The configuration file is named config.yml

  • dynamic_data_file: path to the dynamic (time series data) file.

  • static_data_file: [list] - path to the static (catchment attributes) data file (optional input).

  • output_directory: [list] - path to the output folder (where files created by HydroEcoLSTM will be saved).

  • input_static_features: [list] - input statics (catchment attributes) features, the list of input statics features are the column names (except the object_id and time columns) of the statics data file.

  • input_dynamic_features: [list] - input dynamic (catchment attributes) features, the list of input dynamic features are the column names (execept the object_id column) of the dynamic data file.

  • target_features: [list] - target features, the list of target features are the column names (execept the object_id column and the names that are alreay in input_dynamic_features`) of the dynamic data file.
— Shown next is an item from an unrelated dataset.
PR #5475, opened 2026-08-27
refactor(`ConceptChunk`s): remove unused `ConceptDomain` lists

balacij:
Contributes to #5404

  • object_id: [list] - the catchment ID used to train the model, it can be any object_id listed in the dynamic_data_file and static_data_file files.

  • train_period: [list] - the starting and ending time of the trainning period, muss be in YYYY-MM-DD HH:MM format.

  • valid_period: [list] - the starting and ending time of the validation period, muss be in YYYY-MM-DD HH:MM format.

  • test_period: [list] - the starting and ending time of the test period, muss be in YYYY-MM-DD HH:MM format.

  • model_class: [``str] - name of the LSTM models, could be LSTM or EA-LSTM

  • Regression: [list] - configuratoin of the model head, containing the following keys (which is also a list):

  • activation_function: [list] - name of the activation function for each layer, could be a list of character Identity, ReLu, Sigmoid, Tanh, Softplus.

  • num_neurons: [list] - number of neurons in each layers of the model head, use None for the last layer as the number of neurons in this layer is defined by the model, which is equals to the number of target features

  • num_layers: [int] - number of layers of the model head. Input can also be tune search space command, for example tune.grid_search([1, 2]), tune.randint(1, 2), tune.choice([1, 2])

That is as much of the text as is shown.